In 2008, signed on to be the Exclusive Global Positioning Equipment Senior Sponsor of the World Expo 2010. Purchased Magellan Navigation and the Consumer Satellite Navigator BU of its subsidiary to make Magellan one of the satellite navigator brands of MiTAC.

In 2009, established US subsidiary MiTAC Digital Corporation to expand the handheld GPS business to North America. Invested in Loyalty Founder Enterprise to enhance vertical integration capacity.

In 2010, purchased the system integration and assembly businesses from Synnex Corporation. Magellan launched the first outdoor GPS equipped with treasure finding games. MiTAC servers and storage devices were used at the World Expo 2010 Shanghai China. The first manufacturer to pass the ISO/IEC 20000 IT service process certification. Completed the world's first PND PCR (Personal Navigation Device Product Category Rule).
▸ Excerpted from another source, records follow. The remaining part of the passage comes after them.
PR #4734, opened 2023-02-13
fix: support for binaryObject for ldc and dmd

### LINKED ISSUE #4649: [BUG]: Compile to binary object gives error for LDC
### Describe the bug

Enabling "Compile to binary object" fails for LDC (D language).
The error reported is `<No output: objdump returned 1>`

LDC does support `-c`, with same behavior as GCC.

### Steps to reproduce

1. Visit godbolt.org
2. Select D language, LDC compiler (e.g. LDC 1.30.0)
3. Enable "Compile to binary object"

### Expected behavior

Normal assembly output.

It does work for GDC.

### Reproduction link

https://d.godbolt.org/z/55886Moaa

### Screenshots

Not applicable

### Operating System

_No response_

### Browser version

_No response_

dkm:
fixes #4649

### DIFF
--- a/lib/compilers/dmd.ts
+++ b/lib/compilers/dmd.ts
@@ -45,7 +45,9 @@ export class DMDCompiler extends BaseCompiler {
     }
 
     override optionsForFilter(filters: ParseFiltersAndOutputOptions, outputFilename: string) {
-        return ['-g', '-of' + this.filename(outputFilename)];
+        const options = ['-g', '-of' + this.filename(outputFilename)];
+        if (filters.binaryObject) options.push('-c');
+        return options;
     }
 
     override async execPostProcess(result, postProcesses, outputFilename, maxSize) {
--- a/lib/compilers/ldc.ts
+++ b/lib/compilers/ldc.ts
@@ -63,10 +63,21 @@ export class LDCCompiler extends BaseCompiler {
         return [];
     }
 
+    override getOutputFilename(dirPath: string, outputFilebase: string, key?: any): string {
+        if (key && key.filters && key.filters.binary) {
+            return path.join(dirPath, 'output');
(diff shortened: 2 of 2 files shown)


lib/compilers/dmd.ts
```diff
@@ -45,7 +45,9 @@ export class DMDCompiler extends BaseCompiler {
     }
 
     override optionsForFilter(filters: ParseFiltersAndOutputOptions, outputFilename: string) {
-        return ['-g', '-of' + this.filename(outputFilename)];
+        let options = ['-g', '-of' + this.filename(outputFilename)];
+        if (filters.binaryObject) options = options.concat('-c');
```
matsjla, line 49: If we use .push() here instead we can make options const

lib/compilers/ldc.ts
```diff
@@ -63,10 +63,21 @@ export class LDCCompiler extends BaseCompiler {
...
+            return path.join(dirPath, 'output.s');
+        }
+    }
+
     override optionsForFilter(filters, outputFilename) {
         let options = ['-gline-tables-only', '-of', this.filename(outputFilename)];
         if (filters.intel && !filters.binary) options = options.concat('-x86-asm-syntax=intel');
-        if (!filters.binary) options = options.concat('-output-s');
+        if (!filters.binary && !filters.binaryObject) options = options.concat('-output-s');
+        else if (filters.binaryObject) options = options.concat('-c');
```
matsjla, line 80: Same here

matsjla (approved):
looks good!

Found one small suggestion, but also happy with it as-is :)

dkm:
Thanks, will implement suggestions tonight :)

dkm:
Done, thanks for the review :)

In 2011, MiTAC won a NT$70 million (US$2.22 million) contract to build one prototype “Radar Vehicle for Field Operation and Air Defense” for the National Chung-Shan Institute of Science and Technology. In 2015 police in Taoyuan took into custody three workers and one manager from MiTAC on charges of forgery of data and fabrication of test results. The tender required the vehicle to be able to advance at 8 km/h up a 40 degree incline, the vehicle MiTAC delivered could only advance at 6 km/h. Three NCSIST staff were detained on suspicion of colluding with the MiTAC employees to fabricate the test results, these staff then presented the fabricated results to their superiors for approval. The Taoyuan District Prosecutors’ Office began investigating after receiving a tip.

In 2012, MiTAC unveiled its first ARM processor-based servers and launched Mio Cyclo Series for cycling and fitness user.

In 2013, through a 100% stock swap from MiTAC International Corp., MiTAC Holdings Corporation was established on September 12 and listed and traded on Taiwan Stock Exchange under stock code 3706. At the same time, MiTAC International Corp. was delisted.

In 2014, MiTAC International Corp spun off the Cloud Computing Business Group to MiTAC Computing Technology Corp. (MCT) and MCT was formally established and operated on September 1.

In June 2025, Mitac Holdings announced that it had secured leases for two new production facilities in California, marking an expansion of its North American server-manufacturing operations. The move is attributed to a surge in demand for artificial-intelligence infrastructure, with the company describing North America as a key region for its server production capacity growth.